PR #1610, opened 2025-09-20
[18.0][IMP] mrp_attachment_mgmt: use product.document search view for preview

dhx:
For product.template and product.product using the product_document_search view allows us to show attachment previews


dhx:
Hi @MarinaAForgeFlow would this PR also make sense to you?

MarinaAForgeFlow:
> Hi @MarinaAForgeFlow would this PR also make sense to you?

It looks correct to me at first glance. Could you rebase it so the runboat build runs and I can test it on runboat?

dhx:
@MarinaAForgeFlow thanks for looking into this and sorry for the delayed rebase - runboat build should be good now, please note, this only changes the view for product attachments as for bom attachments I'm not aware of a model specific action in odoo core.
================
PROBLEM: All of the data is to be transcribed exactly as written.

RESPONSE AREA:
PR #1610, opened 2025-09-20
[18.0][IMP] mrp_attachment_mgmt: use product.document search view for preview

dhx:
For product.template and product.product using the product_document_search view allows us to show attachment previews


dhx:
Hi @MarinaAForgeFlow would this PR also make sense to you?

MarinaAForgeFlow:
> Hi @MarinaAForgeFlow would this PR also make sense to you?

It looks correct to me at first glance. Could you rebase it so the runboat build runs and I can test it on runboat?

dhx:
@MarinaAForgeFlow thanks for looking into this and sorry for the delayed rebase - runboat build should be good now, please note, this only changes the view for product attachments as for bom attachments I'm not aware of a model specific action in odoo core.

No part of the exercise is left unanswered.